Collected data entries:
PR #699, opened 2015-11-05
teuthology-results: Be aware of all job statuses

zmc:
We used to claim that every job that didn't pass or fail had 'hung'. That was a holdover from the pre-paddles era.

Now we can report 'dead', 'running', 'waiting', and 'queued'.

``teuthology-results`` will now require a running paddles instance, but then again, so does scheduling jobs in the first place.

### DIFF
--- a/teuthology/results.py
+++ b/teuthology/results.py
@@ -175,7 +175,7 @@ def format_job(run_name, job):
     job_id = job['job_id']
     status = job['status']
     description = job['description']
-    duration = int(job['duration'] or 0)
+    duration = seconds_to_hms(int(job['duration'] or 0))
 
     # Every job gets a link to e.g. pulpito's pages
     info_url = misc.get_results_url(run_name, job_id)
@@ -239,6 +239,12 @@ def format_job(run_name, job):
         return email_templates['fail_templ'].format(**format_args)
 
 
+def seconds_to_hms(seconds):
+    (minutes, seconds) = divmod(seconds, 60)
+    (hours, minutes) = divmod(minutes, 60)
+    return "%02d:%02d:%02d" % (hours, minutes, seconds)
+
+
 email_templates = {
     'body_templ': dedent("""\
         Test Run: {name}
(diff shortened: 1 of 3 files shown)


teuthology/results.py
```diff
@@ -36,21 +36,26 @@ def main(args):
...
-    archive_base = os.path.split(archive_dir)[0]
-    serializer = ResultsSerializer(archive_base)
     starttime = time.time()
 
     if timeout:
         log.info('Waiting up to %d seconds for tests to finish...', timeout)
-    while serializer.running_jobs_for_run(name) and timeout > 0:
+
+    reporter = ResultsReporter()
+    while timeout > 0:
```
andrewschoen: Do you believe this condition here to be safe? Should we use safe_while instead?

teuthology/test/test_results.py
```diff
@@ -74,19 +134,19 @@ class TestResultsEmail(object):
     def setup(self):
         config.results_ui_server = "http://example.com/"
         config.archive_server = "http://qa-proxy.ceph.com/teuthology/"
-        self.archive = FakeArchive()
-        self.archive.setup()
-        self.archive_base = self.archive.archive_base
 
     def teardown(self):
```
andrewschoen: Why not just remove this method?

zmc: Just an oversight - will do that

teuthology/results.py
zmc: ``timeout`` is a value that doesn't change. This block will only run if we want ``teuthology-results`` to block for a time waiting for the run to finish.

zmc:
Example of output: http://paste2.org/NFkENFBY

teuthology/results.py
andrewschoen: Cool, just wanted to check.

andrewschoen:
@zmc that output looks much better! Perhaps we should format ``time`` to be H:M:S instead of just seconds? An extra line break between the jobs in the ``running`` and ``waiting`` sections would make that read easier as well, IMHO.

zmc:
@andrewschoen good suggestions; updated!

== Activity ==
Each line above that contains the word "return" must be copied.

== Output for this exercise ==
         return email_templates['fail_templ'].format(**format_args)
+    return "%02d:%02d:%02d" % (hours, minutes, seconds)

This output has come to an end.